---- Records

Issue #794, opened 2023-11-27
If config is empty interpreter crashes


Notnaton:
### Describe the bug

Deleting the contents of the config file crashes interpreter

If there is someone who wants to try to contribute to Open Source Software for the first time, here is a good issue to work on. 
@ me if you need assistance, I'll help you make your first PR :teacher: 
You'll need some basic understanding of python :snake: 

### Reproduce

```
interpreter --config
```
delete content, save and close.
```
interpreter --config
```

### Expected behavior

Open the config file

### Screenshots

![image](https://github.com/KillianLucas/open-interpreter/assets/4324290/291d6e41-3a7a-45c2-ba74-3be6baf614c6)

### Open Interpreter version

0.1.16

### Python version

3.11.6

### Operating System name and version

Windows 11

Vikk-17:
Hey @Notnaton ! I want to this. Please help me by providing details what to do and how to do. :)

PR #811, opened 2023-12-03
 return empty dict if config file is empty

sbendary25:
`yaml.safe_load` returns `None` from the `get_config` function if the config file is empty. This change checks for `None` value and instead returns `{}` so `extend_config` call doesn't throw exception when config file is empty.

https://github.com/KillianLucas/open-interpreter/issues/794

- [ ] Windows
- [x] MacOS
- [ ] Linux

- [ ] GPT4
- [ ] GPT3
- [ ] Llama 7B
- [ ] Llama 13B
- [ ] Llama 34B

### DIFF
--- a/interpreter/terminal_interface/utils/get_config.py
+++ b/interpreter/terminal_interface/utils/get_config.py
@@ -47,9 +47,18 @@ def get_config_path(path=user_config_path):
 
 def get_config(path=user_config_path):
     path = get_config_path(path)
+    
+    config = None
 
     with open(path, "r") as file:
         config = yaml.safe_load(file)
-        if config is None:
-            config = {}
-        return config
+        if not config is None:
+            return config
+
+    if config is None:
+        # Deleting empty file because get_config_path copies the default if file is missing
+        os.remove(path)
+        path = get_config_path(path)
+        with open(path, "r") as file:
+            config = yaml.safe_load(file)
+            return config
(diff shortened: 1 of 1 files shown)


CyanideByte (changes requested):
I tested the code @sbendary25 provided and it works great. I think you could go a step further and have it repair the config file using the default one. Here is some tested code below that does that.
```
def get_config(path=user_config_path):
    path = get_config_path(path)
    
    config = None

    with open(path, "r") as file:
        config = yaml.safe_load(file)
        if not config is None:
            return config

    if config is None:
        os.remove(path)
        path = get_config_path(path)
        with open(path, "r") as file:
            config = yaml.safe_load(file)
            return config
```

sbendary25:
added @CyanideByte suggestion [a90cc8f](https://github.com/KillianLucas/open-interpreter/pull/811/commits/a90cc8fa0db14a675e2558e57cb3d63d965c7b60)

interpreter/terminal_interface/utils/get_config.py
```diff
@@ -47,9 +47,18 @@ def get_config_path(path=user_config_path):
...
     path = get_config_path(path)
+    
+    config = None
 
     with open(path, "r") as file:
         config = yaml.safe_load(file)
-        if config is None:
-            config = {}
-        return config
+        if not config is None:
```
Notnaton, line 55: `if config is not None:` is better syntax
image
from: https://pep8.org/

sbendary25:
@Notnaton also added a message to inform user that default config is being applied

sbendary25:
@Notnaton bumping this to be closed and merged.

KillianLucas:
Great work @sbendary25. And thanks @CyanideByte and @Notnaton for your suggestions and reviews. Merging now.

(also thanks for your comments on the latest `--os` updates Samer— you have a great attention to detail)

--------

What you have to do. Repeat the listing above without any change.

Solution for this problem.
Issue #794, opened 2023-11-27
If config is empty interpreter crashes


Notnaton:
### Describe the bug

Deleting the contents of the config file crashes interpreter

If there is someone who wants to try to contribute to Open Source Software for the first time, here is a good issue to work on. 
@ me if you need assistance, I'll help you make your first PR :teacher: 
You'll need some basic understanding of python :snake: 

### Reproduce

```
interpreter --config
```
delete content, save and close.
```
interpreter --config
```

### Expected behavior

Open the config file

### Screenshots

![image](https://github.com/KillianLucas/open-interpreter/assets/4324290/291d6e41-3a7a-45c2-ba74-3be6baf614c6)

### Open Interpreter version

0.1.16

### Python version

3.11.6

### Operating System name and version

Windows 11

Vikk-17:
Hey @Notnaton ! I want to this. Please help me by providing details what to do and how to do. :)

PR #811, opened 2023-12-03
 return empty dict if config file is empty

sbendary25:
`yaml.safe_load` returns `None` from the `get_config` function if the config file is empty. This change checks for `None` value and instead returns `{}` so `extend_config` call doesn't throw exception when config file is empty.

https://github.com/KillianLucas/open-interpreter/issues/794

- [ ] Windows
- [x] MacOS
- [ ] Linux

- [ ] GPT4
- [ ] GPT3
- [ ] Llama 7B
- [ ] Llama 13B
- [ ] Llama 34B

### DIFF
--- a/interpreter/terminal_interface/utils/get_config.py
+++ b/interpreter/terminal_interface/utils/get_config.py
@@ -47,9 +47,18 @@ def get_config_path(path=user_config_path):
 
 def get_config(path=user_config_path):
     path = get_config_path(path)
+    
+    config = None
 
     with open(path, "r") as file:
         config = yaml.safe_load(file)
-        if config is None:
-            config = {}
-        return config
+        if not config is None:
+            return config
+
+    if config is None:
+        # Deleting empty file because get_config_path copies the default if file is missing
+        os.remove(path)
+        path = get_config_path(path)
+        with open(path, "r") as file:
+            config = yaml.safe_load(file)
+            return config
(diff shortened: 1 of 1 files shown)


CyanideByte (changes requested):
I tested the code @sbendary25 provided and it works great. I think you could go a step further and have it repair the config file using the default one. Here is some tested code below that does that.
```
def get_config(path=user_config_path):
    path = get_config_path(path)
    
    config = None

    with open(path, "r") as file:
        config = yaml.safe_load(file)
        if not config is None:
            return config

    if config is None:
        os.remove(path)
        path = get_config_path(path)
        with open(path, "r") as file:
            config = yaml.safe_load(file)
            return config
```

sbendary25:
added @CyanideByte suggestion [a90cc8f](https://github.com/KillianLucas/open-interpreter/pull/811/commits/a90cc8fa0db14a675e2558e57cb3d63d965c7b60)

interpreter/terminal_interface/utils/get_config.py
```diff
@@ -47,9 +47,18 @@ def get_config_path(path=user_config_path):
...
     path = get_config_path(path)
+    
+    config = None
 
     with open(path, "r") as file:
         config = yaml.safe_load(file)
-        if config is None:
-            config = {}
-        return config
+        if not config is None:
```
Notnaton, line 55: `if config is not None:` is better syntax
image
from: https://pep8.org/

sbendary25:
@Notnaton also added a message to inform user that default config is being applied

sbendary25:
@Notnaton bumping this to be closed and merged.

KillianLucas:
Great work @sbendary25. And thanks @CyanideByte and @Notnaton for your suggestions and reviews. Merging now.

(also thanks for your comments on the latest `--os` updates Samer— you have a great attention to detail)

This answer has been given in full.